[Opening Material supplied section]
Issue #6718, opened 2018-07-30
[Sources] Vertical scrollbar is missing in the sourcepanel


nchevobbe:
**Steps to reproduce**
[Closing Material supplied section]
[Opening Material supplied section]
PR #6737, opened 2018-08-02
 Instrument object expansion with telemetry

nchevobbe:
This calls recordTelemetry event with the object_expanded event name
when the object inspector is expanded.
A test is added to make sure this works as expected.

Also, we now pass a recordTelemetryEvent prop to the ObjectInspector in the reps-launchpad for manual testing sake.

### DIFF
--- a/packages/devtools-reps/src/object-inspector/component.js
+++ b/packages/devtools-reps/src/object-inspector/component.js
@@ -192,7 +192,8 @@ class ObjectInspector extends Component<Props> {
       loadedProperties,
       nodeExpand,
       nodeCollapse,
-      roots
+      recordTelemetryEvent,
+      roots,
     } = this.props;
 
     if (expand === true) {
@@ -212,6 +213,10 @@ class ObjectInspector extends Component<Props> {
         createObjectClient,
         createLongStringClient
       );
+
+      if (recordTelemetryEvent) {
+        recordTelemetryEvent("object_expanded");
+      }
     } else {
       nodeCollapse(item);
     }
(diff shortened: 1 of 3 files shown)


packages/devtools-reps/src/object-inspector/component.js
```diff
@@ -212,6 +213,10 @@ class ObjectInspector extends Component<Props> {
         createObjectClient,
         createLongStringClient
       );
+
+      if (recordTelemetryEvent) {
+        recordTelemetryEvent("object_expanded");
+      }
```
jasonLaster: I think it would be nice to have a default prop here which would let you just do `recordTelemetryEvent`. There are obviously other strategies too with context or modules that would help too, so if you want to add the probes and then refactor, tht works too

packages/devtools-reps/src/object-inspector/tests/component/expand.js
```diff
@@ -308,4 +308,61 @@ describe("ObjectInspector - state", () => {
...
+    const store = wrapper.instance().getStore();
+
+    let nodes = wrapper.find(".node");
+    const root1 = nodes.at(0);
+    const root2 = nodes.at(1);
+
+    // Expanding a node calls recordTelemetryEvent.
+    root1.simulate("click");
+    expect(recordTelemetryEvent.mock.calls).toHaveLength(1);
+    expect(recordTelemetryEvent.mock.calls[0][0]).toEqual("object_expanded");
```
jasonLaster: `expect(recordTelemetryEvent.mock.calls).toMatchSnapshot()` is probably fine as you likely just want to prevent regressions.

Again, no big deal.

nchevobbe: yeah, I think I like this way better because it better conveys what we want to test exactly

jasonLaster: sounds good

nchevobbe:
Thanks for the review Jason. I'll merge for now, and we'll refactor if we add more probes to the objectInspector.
[Closing Material supplied section]
• **Exercise description**
Please find out how many lines of the material contain the string "packages" and answer with the count alone.

• **Task output**
4